Work to be completed:
Report how many lines of the data contain the string "parentTypeNames". Add nothing.

[Dataset entries]
PR #1439, opened 2024-06-06
Add line and column to test item id

### LINKED ISSUE #1152: Include filename, line and column in test IDs
The test IDs returned by https://github.com/apple/sourcekit-lsp/pull/1151 don’t qualify the tests with the filename, line and column. Because of this, the test IDs may be ambiguous, eg. when multiple files define a private `@Test` function with the same name.

We should include the filename, line and column in the test ID as `MyModule.S/f()/Tests.swift:2:3`. 

Note that when trying to test this, the `--filter` argument takes a regex, so the parentheses need to be escaped (and technically  `.`)

kimdv:
Fixes #1152

### DIFF
--- a/Sources/SourceKitLSP/LanguageService.swift
+++ b/Sources/SourceKitLSP/LanguageService.swift
@@ -27,18 +27,68 @@ package enum LanguageServerState {
 }
 
 package struct AnnotatedTestItem: Sendable {
-  /// The test item to be annotated
-  package var testItem: TestItem
+  /// Identifier for the `AnnotatedTestItem`.
+  ///
+  /// This identifier uniquely identifies the test case or test suite. It can be used to run an individual test (suite).
+  public var id: String
+
+  /// Display name describing the test.
+  public var label: String
+
+  /// Optional description that appears next to the label.
+  public var description: String?
+
+  /// A string that should be used when comparing this item with other items.
+  ///
+  /// When `nil` the `label` is used.
+  public var sortText: String?
+
+  /// Whether the test is disabled.
+  public var disabled: Bool
+
+  /// The type of test, eg. the testing framework that was used to declare the test.
+  public var style: String
+
+  /// The location of the test item in the source code.
+  public var location: Location
+
+  /// The children of this test item.
+  ///
+  /// For a test suite, this may contain the individual test cases or nested suites.
+  public var children: [AnnotatedTestItem]
+
+  /// Tags associated with this test item.
+  public var tags: [TestTag]
 
   /// Whether the `TestItem` is an extension.
   package var isExtension: Bool
 
+  public var ambiguousTestDifferentiator: String
+
   package init(
-    testItem: TestItem,
-    isExtension: Bool
+    id: String,
+    label: String,
+    description: String? = nil,
+    sortText: String? = nil,
+    disabled: Bool,
+    style: String,
+    location: Location,
+    children: [AnnotatedTestItem],
+    tags: [TestTag],
+    isExtension: Bool,
+    ambiguousTestDifferentiator: String
   ) {
-    self.testItem = testItem
+    self.id = id
+    self.label = label
+    self.description = description
+    self.sortText = sortText
+    self.disabled = disabled
+    self.style = style
+    self.location = location
+    self.children = children
+    self.tags = tags
     self.isExtension = isExtension
+    self.ambiguousTestDifferentiator = ambiguousTestDifferentiator
   }
 }
 
--- a/Sources/SourceKitLSP/Swift/SwiftTestingScanner.swift
+++ b/Sources/SourceKitLSP/Swift/SwiftTestingScanner.swift
@@ -251,10 +251,13 @@ final class SyntacticSwiftTestingTestScanner: SyntaxVisitor {
     let range = snapshot.absolutePositionRange(
       of: node.positionAfterSkippingLeadingTrivia..<node.endPositionBeforeTrailingTrivia
     )
+
+    let location = location(range: range)
+
     // Members won't be extensions since extensions will only be at the top level.
     let testItem = AnnotatedTestItem(
       testItem: TestItem(
-        id: (parentTypeNames + typeNames).joined(separator: "/"),
+        id: (parentTypeNames + typeNames + [location]).joined(separator: "/"),
         label: attributeData?.displayName ?? typeNames.last!,
         disabled: (attributeData?.isDisabled ?? false) || allTestsDisabled,
         style: TestStyle.swiftTesting,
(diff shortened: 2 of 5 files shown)


Tests/SourceKitLSPTests/DocumentTestDiscoveryTests.swift
```diff
@@ -210,14 +210,14 @@ final class DocumentTestDiscoveryTests: XCTestCase {
       tests,
       [
         TestItem(
-          id: "MyTests",
+          id: "MyTests/test.swift:2:0",
```
ahoppen, line 213: I just checked and test suites aren’t file- and position-qualified. If you run `swift test --filter 'MyTests/test.swift:2:0'` in this project, it wouldn’t execute any tests.

Tests/SourceKitLSPTests/DocumentTestDiscoveryTests.swift
```diff
@@ -210,14 +210,14 @@ final class DocumentTestDiscoveryTests: XCTestCase {
...
           label: "MyTests",
           disabled: false,
           style: TestStyle.swiftTesting,
           location: Location(uri: uri, range: positions["1️⃣"]..<positions["4️⃣"]),
           children: [
             TestItem(
-              id: "MyTests/oneIsTwo()",
+              id: "MyTests/oneIsTwo()/test.swift:3:2",
```
ahoppen, line 220: The location of a test is the start of the `Test` identifier in `@Test`. You can see this because `swift test --filter 'MyTests/oneIsTwo\(\)/test.swift:3:2'` doesn’t actually run any tests in this project (or rather, if you create an equivalent project that actually compiles because it has a proper `swift-testing` dependency declaration).

ahoppen (commented):
Thank you, Kim!

ahoppen:
@grynspan Had a very interesting idea just now to reduce possible issues where the test index still has an old location for the test but it has been moved: We only need the file-line-column distinguisher if the test ID is otherwise ambiguous, eg. because you have two `@Test fileprivate func testSomething() {}` functions in different files. 

What we could do is:
- Change `AnnotatedTestItem` to essentially be a `TestItem` just with additional information. Differences to `TestItem` are
  - Has `isExtension` property
  - Children are also `AnnotatedTestItem`
  - Stores a `ambiguousTestDifferentiator: String` of the test (I’d prefer not to re-use the `location` property because it makes sense that the test’s range contains the `@` but the test location needs to be at `Test`). This would eg. be `MyFile.swift:4:2`.
- In `SyntacticTestIndex` add a new method `ambigousTestIDs()`. This iterates over all tests in the project and checks if there are any test IDs that are used twice
- When translating `AnnotatedTestItem` to `TestItem`, pass in the ambiguous test IDs. If the `id` of an `AnnotatedTestItem` is in that set of ambiguous IDs, we append the `ambiguousTestDifferentiator ` to its ID. 

This is a lot more involved than what I described in the original issue. Would you be interested in trying this, @kimdv? Also: Do you think our idea makes sense?

kimdv:
> Change `AnnotatedTestItem` to essentially be a `TestItem` just with additional information.

Just to be clear, does it mean I should remove `AnnotatedTestItem` and replace all usage with `TestItem`?

ahoppen:
I meant it the other way round: When computing the tests, everything should be `AnnotatedTestItem` and `AnnotatedTestItem` would look something like the following.

```swift
public struct TestItem: ResponseType, Equatable {
  public var id: String
  public var label: String
  public var description: String?
  public var sortText: String?
  public var disabled: Bool
  public var style: String
  public var location: Location
  public var children: [AnnotatedTestItem]
  public var tags: [TestTag]
  public var isExtension: Bool
  public var ambiguousTestDifferentiator: String
}
```

And only when actually creating the LSP response do we convert the `AnnotatedTestItem`s into `TestItem`s.

kimdv:
@ahoppen  it's been a while. Catching up. 

I added a commit [2e6780c](https://github.com/swiftlang/sourcekit-lsp/pull/1439/commits/2e6780c6f1aa90d25e6f64d030cead77cd63dc4b) is that something that you imagined? 
It's still WIP

Tests/SourceKitLSPTests/DocumentTestDiscoveryTests.swift
grynspan: Correct, because fully qualified type names are not ambiguous. Function names however can be ambiguous:

```swift
@Suite MyTests {
  @Test(arguments: 0 ... 100)
  func example(i: Int) { ... }

  @Test(arguments: ["a", "b", "c"])
  func example(i: Character) { ... }
}
```

The ID of a test function thus includes its fully-qualified containing type name (if applicable), the name of the function including labels (`example(i:)` in the above case), and a source location.

For convenience, the source location is not required to be specified with `swift test --filter`—if two tests have the same name, we'll just run 'em both in that case. And when you run `swift test list`, we don't show source locations for unambiguous test function names unless you pass `--verbose`.

grynspan:
> @grynspan Had a very interesting idea just now to reduce possible issues where the test index still has an old location for the test but it has been moved: We only need the file-line-column distinguisher if the test ID is otherwise ambiguous, eg. because you have two `@Test fileprivate func testSomething() {}` functions in different files.

Sorry, I just saw this now. That's basically how Swift Testing decides whether or not to include the source location in its output to `swift test list`. The ID will always contain the source location, but it's not necessary to include it if the function name is unambiguous because, in effect, the function name is itself a pseudo-suite for the purposes of test discovery/planning/running, so specifying a test ID without a source location component just says "run all the tests with this name" and if there's only one… you just run the one.

Does that make sense?

ahoppen:
> is that something that you imagined?

Yes, exactly. Now we just need

>  - Stores a `ambiguousTestDifferentiator: String` of the test (I’d prefer not to re-use the `location` property because it makes sense that the test’s range contains the `@` but the test location needs to be at `Test`). This would eg. be `MyFile.swift:4:2`.
> - In `SyntacticTestIndex` add a new method `ambigousTestIDs()`. This iterates over all tests in the project and checks if there are any test IDs that are used twice
> - When translating `AnnotatedTestItem` to `TestItem`, pass in the ambiguous test IDs. If the `id` of an `AnnotatedTestItem` is in that set of ambiguous IDs, we append the `ambiguousTestDifferentiator ` to its ID.

Tests/SourceKitLSPTests/DocumentTestDiscoveryTests.swift
grynspan: Well, as of https://github.com/apple/swift-testing/pull/589 anyway.

kimdv:
@ahoppen so far so good. 

> Stores a ambiguousTestDifferentiator: String of the test (I’d prefer not to re-use the location property because it makes sense that the test’s range contains the @ but the test location needs to be at Test). This would eg. be MyFile.swift:4:2.

If we not can use the location how do we then get the `4:2` etc? 
Maybe I'm miss understadning something? 😅

ahoppen:
I was saying that the `ambiguousTestDifferentiator` should be created by whoever calls the initializer of `AnnotatedTestItem` and that caller should decide what the differentiator is and we shouldn’t implicitly re-use `AnnotatedTestItem.location` for that.

plemarquand:
@kimdv I came across this issue independently while writing some sourcekit-lsp tests and I [sketched out a PR](https://github.com/swiftlang/sourcekit-lsp/pull/1662). Unfortunately I didn't see your work first! Would you be open to coauthoring this if I put my tests in to this PR? 

I think we could also remove the need to unwrap the testItem from the AnnotatedTestItem and just [modify the TestItem's ID directly](https://github.com/swiftlang/sourcekit-lsp/pull/1662/files#diff-fdb0d2e4e192a73ab75b193c3a9cbadda5365e471d2aa135cd346c825d7f1abdR497). @ahoppen I think this simplifies things quite a bit, what do you think?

Reply:
2